(Data extracts begins)

PR #1709, opened 2025-01-14
Log to stderr instead of stdout by default

frereit:
This PR changes the default logging stream to `sys.stderr` when `BLEAK_LOGGING` is set.

There's nothing really _wrong_ with logging to `sys.stdout`, it is a bit unusual in my opinion. It makes redirecting logging output to a file more difficult when there's already other output on stdout for example. Additionally, stdout is usually buffered, while stderr is usually unbuffered, which makes it a bit more convenient to work with for diagnostic information (e.g. grep & tail might work better).

I have opened this PR because I figured opening an issue first to ask for permission to open the PR would just take up more time. You may close this PR if this is not something you want to change :smile:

(Data extracts ends)

__Work request__:
An exact copy of every line from the one containing "This PR changes" through the last line of the entries is required; please add nothing.

__Task answer__:
This PR changes the default logging stream to `sys.stderr` when `BLEAK_LOGGING` is set.

There's nothing really _wrong_ with logging to `sys.stdout`, it is a bit unusual in my opinion. It makes redirecting logging output to a file more difficult when there's already other output on stdout for example. Additionally, stdout is usually buffered, while stderr is usually unbuffered, which makes it a bit more convenient to work with for diagnostic information (e.g. grep & tail might work better).

I have opened this PR because I figured opening an issue first to ask for permission to open the PR would just take up more time. You may close this PR if this is not something you want to change :smile:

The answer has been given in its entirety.